Power  /  Argument

First They Came for Harvard

The right’s long and all-too-unanswered war on liberal institutions claims a big one.

Great universities have been a target from the first, the middle, the last: Harvard Hates America, as one right-wing tome put it in 1978. The 1951 book that made William F. Buckley famous at the age of 26, God and Man at Yale, took on not merely the content of what postwar Sons of Eli were learning—anthropology that relativized Christian faith, Keynesian economics—but the very idea that professors should teach based upon their curiosity and conscience: that scholarship should be creative. Instead, Buckley argued that Yale’s curricula should be set by the rich, and presumably America-loving and religiously orthodox, businessmen who sat on its board as trustees. That would denude Yale of its accursed liberal proclivities for good. It would become, as universities were centuries before, a more nearly feudal institution.

Buckley claimed to be writing, as conservatives often claim, a defense of liberal values, which actual liberals (those hypocrites!) supposedly evade. He argued that what Yale calls “academic freedom” (he mostly puts it in quotation marks) is actually indoctrination in an “orthodoxy” (one of the more frequently used words in the book to signify what he claims to be fighting against).

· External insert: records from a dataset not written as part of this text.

PR #412, opened 2021-09-09
Updated licence info

gentlegiantJGC:
Added LICENCE.md file
Added MIT licence to the stock operations and the language files


gentlegiantJGC:
Once sorted out we should look into setting up this or something like it
https://cla-assistant.io/

rster2002:
With how the LICENSE is currently set up, the amulet editor wouldn't be considered open source anymore as by the open source initiative's definition: https://opensource.org/osd just be aware of that.

PR #424, opened 2021-09-23
Fixed update check

gentlegiantJGC:
The old code was recommending an older full release over the newer beta.


Podshot (approved):
Looks all good to me! Merging this now

PR #458, opened 2021-11-11
Removed stack inspection from run_operation and made thread safe

gentlegiantJGC:
This will allow the first thread that calls it to run and hold back the second thread until the first is finished.
This uses the RLock class so that if the same thread calls the method again it will be allowed through but then throw an exception rather than get stuck acquiring the lock.


Podshot (approved):
Looks all good to me!

PR #492, opened 2021-12-09
Fix window size restoring issues

### LINKED ISSUE #467: Initial app size is too small for us beginners
When I try to convert a Bedrock world to a Java world, it looks like this in Amulet:

image

Where did the convert button go? I was lost, until I finally realized I could resize the application and find it:

image

I suggest that the initial size of the application be large enough that this confusing thing doesn't happen by default.

gentlegiantJGC:
There were a number of issues with the code that saved and restored the window size after restarting the program.

Added an `is_full_screen` attribute to the config file to track if the window is full screen or not.
Restore the window to either windowed in the same location or full screen depending on the previous state.
Fixed an issue where the window started in full screen but showed the restore down button.
Made the window start in full screen the first time the program is loaded.
The config file now stores the non-maximised size. This allows the window to be start in full screen but be restored down to the size before full screening.
Increased the default app size a bit to fix #467

### DIFF
--- a/amulet_map_editor/api/framework/amulet_ui.py
+++ b/amulet_map_editor/api/framework/amulet_ui.py
@@ -41,7 +41,7 @@ class AmuletUI(wx.Frame):
             id=wx.ID_ANY,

The New York Times, likewise, let Rufo publish an essay calling for “abolishing D.E.I. programs on liberal grounds.” Rufo cares about the actual values that sustain a liberal vision of freedom and justice in same way that Israeli war-cabinet minister who calls for “voluntary resettlement of Palestinians in Gaza, for humanitarian reasons” actually cares about humanitarianism.

Conservatives are remorseless and creative in deploying that Jedi mind trick. As they are remorseless and creative in the pursuit of the next liberal bastion to degrade. In my first book, I wrote about what happened when they did it to an organization called the National Student Association. In the mid-20th century, NSA’s main activity was holding annual conventions to which student leaders from around the country would tromp to pass symbolic resolutions. These then would be reported in the media as all-but-official X-rays of the Mind of American Youth. By 1960, they were passing resolutions in support of things like the anti-segregation lunch counter sit-ins in the South. So in 1961, via stealth, disguise, and parliamentary cunning, agents of the conservative youth group Young Americans for Freedom sabotaged the voting on that year’s resolutions, to make it look like college students were not becoming increasingly liberal.

(Ironically, in 1967 the radical magazine Ramparts revealed that the NSA was funded by the Central Intelligence Agency. Which actually only emphasizes the point: This was a time when displaying to the rest of the world that the U.S. was a tolerant, dynamic, creative, and non-philistine—liberal—society was a central CIA Cold War project. Another story for another time, but in its early years, that was one of the reasons many conservatives despised the CIA.)